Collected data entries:
= Beginning of Section =

PR #774, opened 2018-06-19
Fix reporting only 50% of calls to 3scale backend [THREESCALE-1080]

mikz:
Due to a bug in credentials juggling APIcast would send raw JWT to 3scale backend instead of just app_id.
That token is of course not understood and the reporting call rejected.

The fix changes how credentials are moved around to reduce risk of future issues.

Fixes [THREESCALE-1080](https://issues.jboss.org/browse/THREESCALE-1080)

@3scale/qe you might want to incorporate some tests that test metrics reporting accuracy to catch this kind of issues.

### DIFF
--- a/t/apicast-oidc.t
+++ b/t/apicast-oidc.t
@@ -1,64 +1,53 @@
 use lib 't';
-use Test::APIcast 'no_plan';
+use Test::APIcast::Blackbox 'no_plan';
 
-$ENV{TEST_NGINX_LUA_PATH} = "$Test::APIcast::spec/?.lua;$ENV{TEST_NGINX_LUA_PATH}";
-$ENV{TEST_NGINX_REDIS_HOST} ||= $ENV{REDIS_HOST} || "127.0.0.1";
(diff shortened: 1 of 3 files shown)


t/apicast-oidc.t
```diff
@@ -1,72 +1,113 @@
...
   iss => 'https://example.com/auth/realms/apicast',
-  exp => time + 10 }, key => \$::rsa, alg => 'RS256');
+  exp => time + 10 }, key => \$::private_key, alg => 'RS256');
 "Authorization: Bearer $jwt"
 --- no_error_log
 [error]
+
+
+
+=== TEST 2: Report calls to 3scale backend
```
davidor: I think this test is doing the same as the one above but making 2 requests instead of one

mikz: Exactly. I wanted it to be super obvious. Not sure if setting `repeat_each(2)` would be obvious enough.

davidor: In that case I would add a comment. Figuring out why this is being tested twice can be difficult without having some context like the PR title.

mikz: Good point 👍

PR #1051, opened 2026-06-01
Insulated items are tagged on examine

RedstonewolfX:
Items will tell you if they provide protection from electric shocks.

## About the PR

Shift clicking an item that protects you from electric shocks will show a text popup explaining the feature, like how sunglasses tell you they protect from flashes, or over-ears from flashbangs.
Budget Insulated Gloves claim to be protective regardless of whether they actually work or not.
Conductive and Explosive Gloves will lie and display as insulative, making them indistinguishable from Insulated Gloves from the outside.

## Why / Balance

This is simply a quality of life feature. Some items say they're insulated when they aren't, or are insulative but don't make it obvious.

## Technical details

Adds an event listener to `ElectrocutionSystem` that I pulled from the code for flash immunity. When an item with `InsulatedComponent` is Examined, it shows that it "Protects from most electrical shocks."
(I tried to make items with random insulation instead say that they were unreliable, but couldn't figure it out)
Due to how `InsulatedComponent` is implemented, items that deal more shock damage like Conductive Gloves will still look like insuls.
Chameleon gloves do not show, but this is also a problem with chameleon Sun Glasses, so I didn't bother.

## Media

image

https://github.com/user-attachments/assets/8d828d8f-613a-4867-b617-3235d94d64b6

## Requirements

## Breaking changes

**Changelog**

:cl:
- add: You can now see if something protects you from electrocution by examining it


RedstonewolfX:
I forgot to check if this works with the Insulated enchantment gulp

archee1:
upstream has a thing like this that we dont have yet, may want to look at that and port it instead, it uses the same system that seeing armor values uses to show its insulated with a lightning bolt

Dishwasher0:
> upstream has a thing like this that we dont have yet, may want to look at that and port it instead, it uses the same system that seeing armor values uses to show its insulated with a lightning bolt

we will get up up stream (wizden one) when goob's done and we do our upstream so soon TM

RedstonewolfX:
Oh, that’s neat, and better than this system

PR #1080, opened 2026-06-10
Unrevivable comp changes

Thesia000:
## About the PR
Adds a new datafield to the unreivable component and adapts the CPR system

## Why / Balance
Makes unrevivable work in line with how the heath analyser descibes it to weak for the defib

## Technical details
Adds a new datafield to the unreivable component and adapts the CPR system

## Requirements

## Breaking changes
- Adds a new datafiled to the Unrevivable component
- Touces the CPR system

**Changelog**

:cl:
- tweak: CPR can revive unreviable trait again.

### DIFF
--- a/Content.Server/_EinsteinEngines/Medical/CPR/CPRSystem.cs
+++ b/Content.Server/_EinsteinEngines/Medical/CPR/CPRSystem.cs
@@ -134,9 +134,8 @@ public sealed class CPRSystem : EntitySystem
             && TryComp<MobStateComponent>(args.Target, out var state)
             && _mobThreshold.CheckVitalDamage(args.Target.Value, damageableComponent) < threshold)// GoobStation
         {//OMU start
-            if (HasComp<UnrevivableComponent>(args.Target))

= End of Section =

The required output is a copy of each line in the records where the string "would" occurs.

Due to a bug in credentials juggling APIcast would send raw JWT to 3scale backend instead of just app_id.
mikz: Exactly. I wanted it to be super obvious. Not sure if setting `repeat_each(2)` would be obvious enough.
davidor: In that case I would add a comment. Figuring out why this is being tested twice can be difficult without having some context like the PR title.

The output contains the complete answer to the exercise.